Kendisi, Cenevre merkezli İslam İşbirliği Teşkilatı (İİT) Grubunun koordinatörü sıfatıyla Pakistan’ın, Cenevre’deki İİT Gözlemci Misyonu ile beraber ‘Dini ayrımcılık, hoşgörüsüzlük ve terörizmle ilgili normatif çerçevenin etkinliğinin haritalandırılması’ başlıklı bir etkinlik düzenlediğini söylemiş oldu. ve nefret’.
Etkinliğin, giderek büyüyen dini ayrımcılık, hoşgörüsüzlük ve nefret olgusu ve bunun insan hakları perspektifinden düzeltilmesi için normatif çerçevenin güçlendirilmesi ihtiyacı mevzusunda farkındalığı artırmayı amaçladığını söylemiş oldu.

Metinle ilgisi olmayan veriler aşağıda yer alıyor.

PR #593, opened 2026-09-15
fix(depth): convert view UVs to top-origin before the depth transform

salmanmkc:
## Description

`getDepth` and `getVertex` applied `normDepthBufferFromNormView` to the view UVs and flipped V afterwards. `DepthMesh` flips V first. both read the same buffer, so they only agreed when the transform commuted with that flip, which includes the identity that aligned devices report. that's why nothing caught it.

the [webxr algorithm](https://immersive-web.github.io/depth-sensing/#obtain-depth-at-coordinates) takes top-origin normalized view coords, applies the transform, then scales straight into the buffer with no second flip. chromium's `xr_cpu_depth_information.cc` does the same. so `DepthMesh` had the order right and `Depth` didn't.

pulled the conversion into one helper so `getDepth` and `getVertex` can't drift apart again.

the helper hands back top-origin buffer coords, so `getVertex` now converts back to upward-positive clip Y when it reconstructs the position. that's bookkeeping that falls out of the ordering fix, not a second bug: the old code sampled `1 - v` and built clip Y from `v`, which was already self-consistent.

FO sözcüsü, Hint güçlerinin Hindistan’ın Yasadışı İşgal Altındaki Cammu ve Keşmir’de (IIOJK) ciddi insan hakları ihlalleri gerçekleştirmeye devam ettiğini söylemiş oldu.
Eylül ayında Hint birliklerinin yargısız infazlarda 13 Keşmirliyi öldürdüğünü ve 157 sivil ve aktivisti tutukladığını söylemiş oldu. Tutuklananların bir çok, IIOJK – Kamu Güvenliği Yasası (PSA) ve Yasadışı Faaliyetler (Önleme) Yasası (UAPA) kapsamında işgal yetkilileri tarafınca piyasaya sürülen katı yasalar uyarınca tutuklandı.
“Bu tür baskıcı önlemlere ve insan hakları ihlallerine son verilmeli ve Keşmir halkının kendi kaderini atama hakkını özgürce kullanabilmesi için Keşmir liderleri özgür bırakılmalıdır” dedi.